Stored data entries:
PR #1715, opened 2018-12-25
Only run Black on modified files

Zalathar:
This restores the intelligent file selection that the previous formatter was set up to use.

(From https://github.com/HypothesisWorks/hypothesis/commit/71489455c9b62abf1de813c468094ddf63c279af#r31775407 in #1692.)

WHAT IS NEEDED:
Each record shown above must be reproduced exactly.

SOLUTION:
PR #1715, opened 2018-12-25
Only run Black on modified files

Zalathar:
This restores the intelligent file selection that the previous formatter was set up to use.

(From https://github.com/HypothesisWorks/hypothesis/commit/71489455c9b62abf1de813c468094ddf63c279af#r31775407 in #1692.)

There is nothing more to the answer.